海外にバラ撒き、有事に日本国民は餓死する! 悪夢の農業関係法案は即時撤回せよ!
筆者:
本エッセイを選んでいただき誠に光栄です。
今回は農業関係法案が“悪夢”と言ってもいいほど酷いことについて僕の個人的解説で見ていこうと思います。
質問者:
関係法案ということは複数改正されるということなんですか?
筆者:
一つ一つ見ていくと「ふぅん」と言う感じだと思うんですけど、
総合してみていくとその“歪み”が如実に分かっていくと思うんです。
◇国内ではなく「輸入相手国への投資促進」
24年2月6日に判明した農林水産省の案では、
『日本が海外から農産物を安定的に確保できるよう
「輸入相手国への投資促進や必要な施策を講じる」と明記。
農業の持続的な発展を目指し、農薬や肥料の使用などに伴って農業が周辺環境に与える影響を低減する方針も盛り込んだ。』
とあります。
100歩譲って経産省がこれを提案するのはまだ理解できますが、
この件に関して一番恐ろしいことは「農林水産省」が「輸入相手国への投資」を提案していることです。
質問者:
おっしゃる通り国内農家はどうしたんだと……。
筆者:
これが意味するところは「国内生産諦めました。輸入に頼りますぅ」と白旗を上げているに等しいのです。
質問者:
なぜ海外に支援するんでしょうか?
筆者:
日本は主にアメリカ、オーストラリア、カナダがほとんどの農産物輸入相手国なのですが、とくに「アメリカ様」に媚を売っていると言えます。

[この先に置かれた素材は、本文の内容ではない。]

PR #3475, opened 2026-07-16
lint fix: per-crate clippy --fix lane (#3434)

andrewgazelka:
Implements #3434: per-crate `clippy --fix` as a fixer lane in the lint fix pipeline (#3431), extending the lane seam from #3450/#3454.

## Design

これまでは、海外支援が多いと言えど、基本的に建前的に格下の国にしかできませんでしたが、「宗主国様に法律条文通り献上できる」ようになるということです。
アメリカ様にお金をバラまきながら「法律に則ってやっている」というお決まりパターン答弁を繰り返すことが可能になるのは大きいと思います。
バラマキ投資は円安を促進するだけです。
積み立てNISA非課税も国内株の投資のみにすればまだいい政策だったのに内容が本質とかなりズレたところに位置していると思います。
質問者:
なるほど、「アメリカ様」献上政策な訳ですか……。
◇有事に増産指示に従わなければ罰金
筆者:
政策に一貫性がないことは、
これと同時に全く真逆の法案を農水省は提案していることから明白です。
24年2月8日には食料供給困難事態対策法案(仮称)というものを提案しています。
この法案は
『コメ、小麦、大豆などが不足する食料危機時に政府が供給目標を設定。農家に増産計画の届け出を指示できるとし、従わない場合は20万円以下の罰金を科す。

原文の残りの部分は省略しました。